# Question on hand feeding



## atvchick95 (Sep 17, 2007)

Not sure if this is the right spot So if not y'all can move it to the right spot 

but I'm considering hand feeding the rest of Sun Dance and Goldie's babies (and no worries i know how  )

but my question is if i start hand feeding them Do they have to be permanently removed from the nest box? or can I feed them and then put them back in the nest box? or would that end up being an over feed if the parents go to feed them after I already did 

I wasn't planning on hand feeding them, but after the youngest died today i'm considering it, even know the other 4 seem to be getting fed i really just don't want to take any more chances 


Also at their ages how many times a day would they need fed? .. here is the ages 

Oldest is 21 days old (today)
2nd oldest is 20 days old (today)
3rd oldest is 19 days old (today)
4th is 18 days old (today)

I already have the hand feeding formula and syringes (but I'm going to pick up a few more because mine are becoming a pain in my back side, the little black rubber stopper wants to pull off and get stuck inside the syringe)


the reason i have these question's is because the only bird I hand Fed was Roxy (my lovebird), and I didn't have her parents Just her and I wasn't sure if the amount of feedings a day differ between species

plus it was like 6 months ago since i hand fed her and i can't remember how many times she was eating a day at this age


----------



## CindyM (Jun 10, 2008)

You can put them back in the box. I have the parents feed them to. I do it at night after I get home from work and before bed. Just look at their crop to see if it is full before you feed them. If it is dont feed them. The food has to have time to leave the crop. The way i did it is when I heard them eating from the parents I would take them out and feed them.
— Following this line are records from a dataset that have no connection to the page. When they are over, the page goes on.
Issue #1060, opened 2026-08-03
[P2.20] De-duplicate the ~300 lines of workspace DDL between create and upgrade paths


frankbria:
> Split out of #943 (AC3), which shipped the other three acceptance criteria. Not done there because it is a structural refactor of a module every CLI and server operation depends on, and that PR already changed schema-upgrade behaviour.

## Problem

`codeframe/core/workspace.py` contains **28** `CREATE TABLE IF NOT EXISTS` statements, copy-pasted between `_init_database` (fresh workspace) and `_ensure_schema_upgrades` (existing workspace). The issue that spawned this noted they have **already drifted**.

Drift here is not cosmetic: a fresh workspace and an upgraded one end up with different schemas, and the difference only shows up as a runtime error on whichever path is less exercised.

`_create_token_usage_schema` already demonstrates the intended pattern — one function used by both paths, with a docstring saying exactly why.

## Acceptance criteria
- [ ] Each table's DDL exists in exactly one place, called by both the create and upgrade paths
- [ ] A test asserts a freshly-created workspace and an upgraded one converge on the same schema (compare `sqlite_master` for both)
- [ ] No behaviour change: existing workspaces still open, new ones still initialise

## Notes
- The convergence test is the valuable part — it makes future drift impossible rather than merely unlikely.
- Worth doing after #943 merges, since that PR touches `_ensure_schema_upgrades`.

## Why P2
No active failure — the duplication is a maintenance and drift hazard, not a bug users hit today. #943 fixed the parts that were.

PR #1166, opened 2026-08-25
refactor(workspace): one place a column migration is written (#1104)

### LINKED ISSUE #1104: [P3.1] `_ensure_schema_upgrades` may carry ~45 lines of ALTER TABLE that `_create_core_tables` already performs
Split out of #1060 (PR #1103), where a reviewer suggested deleting `workspace.py:719-763` — the `tasks` ALTER TABLE block — as redundant after the DDL de-duplication.

## Why it was not done there

I pushed back, wrote a test claiming the block was load-bearing, and **could not reproduce a failure when removing it**. The reason: `_create_core_tables` carries **15 `ALTER TABLE` statements of its own**, inherited from `_init_database` when the shared function was extracted. So the shared function is a full make-the-schema-current routine, not the pure CREATE-only helper its name suggests — and the reviewer is likely right.

I stopped rather than delete ~45 lines of migration code as the last act of an already five-round PR. That deserves its own verification, not a tired tail-end commit.

## What to check

- Which of the 15 ALTERs in `_create_core_tables` overlap the guarded blocks in `_ensure_schema_upgrades` (`tasks`, `prds`, `workspace.tech_stack`, `batch_runs`).
- Whether `_create_core_tables` should keep them at all, or whether CREATE-only + a separate `_migrate_columns` is the honest split. The current name promises tables; it delivers tables and column migrations.
- Any ordering constraint, the way #1060 found for indexes — an ALTER that depends on a prior backfill would have the same hazard.

## Acceptance criteria
- [ ] No column migration is performed twice across the two paths, or it is documented why it must be
- [ ] `_create_core_tables` either stops carrying ALTERs or is renamed to match what it does
- [ ] `test_a_tasks_table_missing_columns_is_migrated_not_left_alone` (added in #1103) still passes — the outcome must not regress whoever performs it
- [ ] The #1060 convergence and legacy-shape tests still pass

## Why P3
No user-visible defect: the duplication is idempotent and every affected statement is guarded. This is the same maintenance/drift hazard #1060 addressed, one level down — worth finishing, not urgent.

frankbria:
Closes #1104.

## What was actually duplicated

`_create_core_tables` carried **13** `ALTER TABLE` statements (the issue estimated 15), not the pure CREATE-only helper its name promises:

| Statements | Also in `_ensure_schema_upgrades`? |
|---|---|
| 12 on `tasks` | **Yes — verbatim** (`workspace.py:719-763`) |
| 1 on `blockers.created_by` | No — this was its only home |

`_ensure_schema_upgrades` calls `_create_core_tables` first, so by the time its own `tasks` block ran, every column was already present and all 12 checks no-opped. The `batch_runs` (9), `workspace.tech_stack` and `prds` (5 + the #961 backfill) migrations were never duplicated — they live only on the upgrade path.

**No ordering constraint** of the kind #1060 found for indexes: nothing between the two runs reads those columns, the block carries no data backfill, and `_create_core_indexes` still runs last.

## The split, made honest

`_create_core_tables` creates tables. `_ensure_schema_upgrades` migrates columns. The duplicated `tasks` block is deleted; `blockers.created_by` moved to the upgrade path where every other column migration already was. No rename needed — the name is now true.

## The thing the duplication was hiding

Deleting the ALTERs broke the **fresh** path with `no such column: external_url`. The `tasks` CREATE never listed the four #565 traceability columns — `requirement_ids`, `github_issue_number`, `external_url`, `auto_close_github_issue` — so a brand new database was acquiring them by *migration*, and `idx_tasks_external_url` indexed a column its own CREATE did not declare. That is why the ALTERs looked load-bearing rather than duplicated. They are declared in the CREATE now.

Checked before adding them: no positional `INSERT INTO tasks VALUES (...)` and no `SELECT * FROM tasks` anywhere in the codebase, so column count and order are not load-bearing.

## No `SCHEMA_VERSION` bump

No object is added or removed. Every database already stamped at version 5 reached it through a path that produced all of these columns, on either route.

## Two tests retargeted (outcomes unchanged)

Both asserted a legacy `blockers` table gains `created_by` after **`_init_database`** — a path production never takes: `_init_database` only ever runs against a fresh temp file (`workspace.py:871`), and an existing database reaches `_ensure_schema_upgrades` via `get_workspace` (`workspace.py:963`).

- `test_blocker_origin.py::test_alter_table_migration_adds_created_by_column` — same assertions, driven through `_ensure_schema_upgrades`.
- `test_workspace_db_template_979.py::test_the_alter_table_migration_actually_runs` → `test_a_missing_table_is_actually_created`. Its class pins that the conftest template is never copied over an existing file; it just needed an observable that survives this change, so it now watches a missing *table* appear instead of a missing column.

The migration outcome itself is not lost — it is asserted in both of those and again in the new file.

## New: `tests/core/test_schema_alter_split_1104.py` (15 tests)

- `_create_core_tables` contains zero ALTER statements (AST-parsed SQL literals, so the docstring's prose about ALTER TABLE doesn't false-positive)
- each of the 12 `tasks` ALTERs appears exactly once in `workspace.py` — parametrized, in the style of the existing `test_the_index_is_created_exactly_once_in_the_source`
- a legacy `blockers` table still gains `created_by`
- a legacy `tasks` table still gains all 12 columns

Confirmed genuinely RED before the fix: 13 of the 15 failed, and the two outcome tests passed throughout — they are regression guards, not new behaviour.

## Acceptance criteria

- [x] No column migration is performed twice across the two paths
- [x] `_create_core_tables` stops carrying ALTERs (so no rename is needed)
- [x] `test_a_tasks_table_missing_columns_is_migrated_not_left_alone` still passes, untouched
- [x] The #1060 convergence and legacy-shape tests still pass, untouched

## Verification

- Full CI gate `uv run pytest tests/ --ignore=tests/e2e -m "not lifecycle"` — **6476 passed, 19 skipped**
- `codex review --base main` — **no findings** (opencode skipped: it writes to the repo despite no `--auto`)

## Known limitations

- The remaining column migrations in `_ensure_schema_upgrades` are still hand-written `if column not in ...` blocks in three different styles (a tuple-driven loop for `batch_runs`, `sqlite_master`-guarded blocks for `prds`/`workspace`, an unguarded one for `blockers`). Unifying them was out of scope here; the duplication this issue was about is gone.
- Backend-only change with no user-visible surface, so there is no UI to demo — evidence is the test outcomes above.

### DIFF
--- a/codeframe/core/workspace.py
+++ b/codeframe/core/workspace.py
@@ -153,8 +153,20 @@ def _create_core_tables(cursor: sqlite3.Cursor) -> None:
 
     Every statement is ``IF NOT EXISTS``, so calling this on an existing
     database adds what is absent and touches nothing else. Column-level
-    migrations (ALTER TABLE) stay in ``_ensure_schema_upgrades``: this function
-    only guarantees that every object exists.
+    migrations (ALTER TABLE) live in ``_ensure_schema_upgrades``: this function
+    only guarantees that every table exists.
+
+    That split was not true when the function was extracted (#1060) — it
+    inherited 13 ALTERs from ``_init_database``, 12 of which
+    ``_ensure_schema_upgrades`` then performed a second time on the same rows.
+    #1104 moved the last one (``blockers.created_by``) out and deleted the
+    duplicates, so there is now exactly one place a column migration is
+    written. ``tests/core/test_schema_alter_split_1104.py`` keeps it that way.
+
+    Deleting them exposed why they had looked load-bearing: the ``tasks``
+    CREATE never listed the four #565 traceability columns, so even a brand new
+    database was getting them by migration, and ``idx_tasks_external_url``
+    indexed a column the CREATE did not declare. They are declared here now.
     """
     # Workspace metadata
     cursor.execute("""
@@ -205,6 +217,10 @@ def _create_core_tables(cursor: sqlite3.Cursor) -> None:
             lineage TEXT DEFAULT '[]',
             is_leaf INTEGER DEFAULT 1,
             hierarchical_id TEXT,
+            requirement_ids TEXT DEFAULT '[]',
+            github_issue_number INTEGER,
+            external_url TEXT,
+            auto_close_github_issue INTEGER DEFAULT 0,
             created_at TEXT NOT NULL,
             updated_at TEXT NOT NULL,
             FOREIGN KEY (workspace_id) REFERENCES workspace(id),
@@ -212,35 +228,6 @@ def _create_core_tables(cursor: sqlite3.Cursor) -> None:
             CHECK (status IN ('BACKLOG', 'READY', 'IN_PROGRESS', 'BLOCKED', 'FAILED', 'DONE', 'MERGED'))
         )
     """)
-
-    # Migration: Add columns to existing tasks table
-    # SQLite doesn't support IF NOT EXISTS for ALTER TABLE, so we check first
-    cursor.execute("PRAGMA table_info(tasks)")
-    columns = {row[1] for row in cursor.fetchall()}
-    if "depends_on" not in columns:
-        cursor.execute("ALTER TABLE tasks ADD COLUMN depends_on TEXT DEFAULT '[]'")
-    if "estimated_hours" not in columns:
-        cursor.execute("ALTER TABLE tasks ADD COLUMN estimated_hours REAL")
-    if "complexity_score" not in columns:
-        cursor.execute("ALTER TABLE tasks ADD COLUMN complexity_score INTEGER")
-    if "uncertainty_level" not in columns:
-        cursor.execute("ALTER TABLE tasks ADD COLUMN uncertainty_level TEXT")
-    if "github_issue_number" not in columns:
-        cursor.execute("ALTER TABLE tasks ADD COLUMN github_issue_number INTEGER")
-    if "parent_id" not in columns:
-        cursor.execute("ALTER TABLE tasks ADD COLUMN parent_id TEXT")
-    if "lineage" not in columns:
-        cursor.execute("ALTER TABLE tasks ADD COLUMN lineage TEXT DEFAULT '[]'")
-    if "is_leaf" not in columns:
-        cursor.execute("ALTER TABLE tasks ADD COLUMN is_leaf INTEGER DEFAULT 1")
-    if "hierarchical_id" not in columns:
-        cursor.execute("ALTER TABLE tasks ADD COLUMN hierarchical_id TEXT")
-    if "requirement_ids" not in columns:
-        cursor.execute("ALTER TABLE tasks ADD COLUMN requirement_ids TEXT DEFAULT '[]'")
-    if "external_url" not in columns:
-        cursor.execute("ALTER TABLE tasks ADD COLUMN external_url TEXT")
-    if "auto_close_github_issue" not in columns:
-        cursor.execute("ALTER TABLE tasks ADD COLUMN auto_close_github_issue INTEGER DEFAULT 0")
 
     # Append-only event log
     cursor.execute("""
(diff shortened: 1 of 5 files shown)


frankbria:

Run on this exact HEAD (`b2cdf04b`), so this is the same pass that gated the PR locally rather than a re-run.

> **No actionable regressions were found in the schema split changes.** Targeted schema and blocker migration tests passed.

The reviewer independently exercised the paths this change touches and got green:

| Suite | Result |
|---|---|
| `test_schema_alter_split_1104.py` + `test_blocker_origin.py` + `test_workspace_db_template_979.py` | 36 passed |
| `test_schema_convergence_1060.py` | 12 passed |

Reviewer selection: `codex` was used directly rather than opencode/GLM. On this machine opencode writes to the repo during review despite no `--auto`, which is not acceptable on a branch under review.

Local gate, for the record: full CI suite `uv run pytest tests/ --ignore=tests/e2e -m "not lifecycle"` — 6476 passed, 19 skipped; `ruff check .` clean; worktree verified unmodified by the reviewer afterwards.

frankbria:

Backend-only change with no user surface, so this is a runnable script against a real SQLite workspace rather than a screen recording.

```
AC1 — no column migration is performed twice
  tasks ALTERs appearing more than once: none

AC2 — _create_core_tables stops carrying ALTERs
  ALTER statements inside _create_core_tables: 0  (was 13)

AC3/AC4 — a real legacy workspace still comes out fully migrated
  before: tasks=7 cols, blockers has no created_by, 1 row of real data
  after:  tasks=19 cols, external_url=True, auto_close=True
          blockers.created_by=True   <-- the relocated ALTER
          data preserved: [('survivor',)]   user_version=5 (SCHEMA_VERSION=5)
          idx_tasks_external_url rebuilt: True

Fresh path — the columns the CREATE now declares directly
  requirement_ids            declared in CREATE: True
  github_issue_number        declared in CREATE: True
  external_url               declared in CREATE: True
  auto_close_github_issue    declared in CREATE: True
```

The AC3/AC4 case is the one that matters: a workspace whose `tasks` table is the 7-column pre-#565 shape and whose `blockers` table predates `created_by`, holding a real row. It opens, reaches all 19 current `tasks` columns and `blockers.created_by`, keeps its data (`survivor`), gets the UNIQUE index rebuilt, and stamps `user_version=5`. That is the outcome the deleted ALTERs were there to produce — unchanged, now produced from one place.

Not just "the tests are green": the numbers above are read back from `PRAGMA table_info` and `sqlite_master` on a database built to the legacy shape at demo time.

frankbria:
## Pre-merge triage

**`review / review` (GLM Review) is red for an infrastructure reason, not a finding.** The `GLM bug-hunting review` step ran until GitHub killed the job at the 20-minute execution cap (`The job has exceeded the maximum execution time of 20m0s`); it produced no output, and the "Reviewing…" checklist comment above is its pre-start stub, not a verdict. `gh run view --log-failed` returns nothing for the run, so there is no finding to address.

It has never completed on a real code PR — the previous non-skipped run (`feature/issue-968-...`) also failed. Filed as #1167 rather than expanded into this PR, since it is CI infrastructure unrelated to this diff.

It is not a required check: branch protection requires `Code Quality (Lint + Type Check)` and `Backend Unit Tests`, both green.

**Third-party review is still on the record twice**, as required — `codex review --base main` pre-PR (local gate) and posted to this PR above, both clean. `claude-review` also passed with a substantive independent trace of the runtime paths and nothing to flag.

| Gate | Result |
|---|---|
| Backend Unit Tests (required) | pass, 7m11s |
| Code Quality — Lint + Type Check (required) | pass |
| Frontend Unit Tests | pass |
| E2E Browser Smoke (Chromium) | pass |
| Workflow Lint, Hardcoded URLs, GitGuardian, Engine CLI Contract, Test Summary | pass |
| claude-review | pass — nothing to flag |
| codex review | no findings |
| GLM Review | 20m timeout, zero output → #1167 |
| Demo (all 4 acceptance criteria) | outcome evidence posted above |

No new review feedback since the last cycle. Merging.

Good luck


----------



## Bea (Jul 26, 2007)

I would just let the parents do it, there is more chance of crop infections and complications if you're hand rearing than if the parents are feeding.


----------



## atvchick95 (Sep 17, 2007)

oo ok 

what if i leave them out of the box and just go ahead and hand feed them? will i still have a higher chance of crop infection?


----------



## Bea (Jul 26, 2007)

Once you step in an start hand rearing the chances of the formula being not quite the right consistency, or not quite the right temperature, or the brooder being a little too warm or a little too cool - any of those variables can cause problems. Now obviously a lot of people do it successfully, but lately i've been hearing that cockatiels are particularly prone to crop infections when they're being hand reared, and that if at all possible it's best for the parent birds to do the job for as long as possible.


----------



## atvchick95 (Sep 17, 2007)

ok thank you, I won't intervene unless i have to
which hopefully I won't have to 

maybe 5 babies was just too much for them


----------



## Sophia (Aug 11, 2007)

Good Luck!


----------



## Bea (Jul 26, 2007)

atvchick95 said:


> ok thank you, I won't intervene unless i have to
> which hopefully I won't have to
> 
> maybe 5 babies was just too much for them


It could have been, or they could have over fed him at one stage and stretched the crop so that it couldn't empty properly. I had that happen with a budgie baby once, but that was the only baby in the clutch it happened to and the parents never did the same thing again.


----------



## atvchick95 (Sep 17, 2007)

Bea said:


> It could have been, or they could have over fed him at one stage and stretched the crop so that it couldn't empty properly. I had that happen with a budgie baby once, but that was the only baby in the clutch it happened to and the parents never did the same thing again.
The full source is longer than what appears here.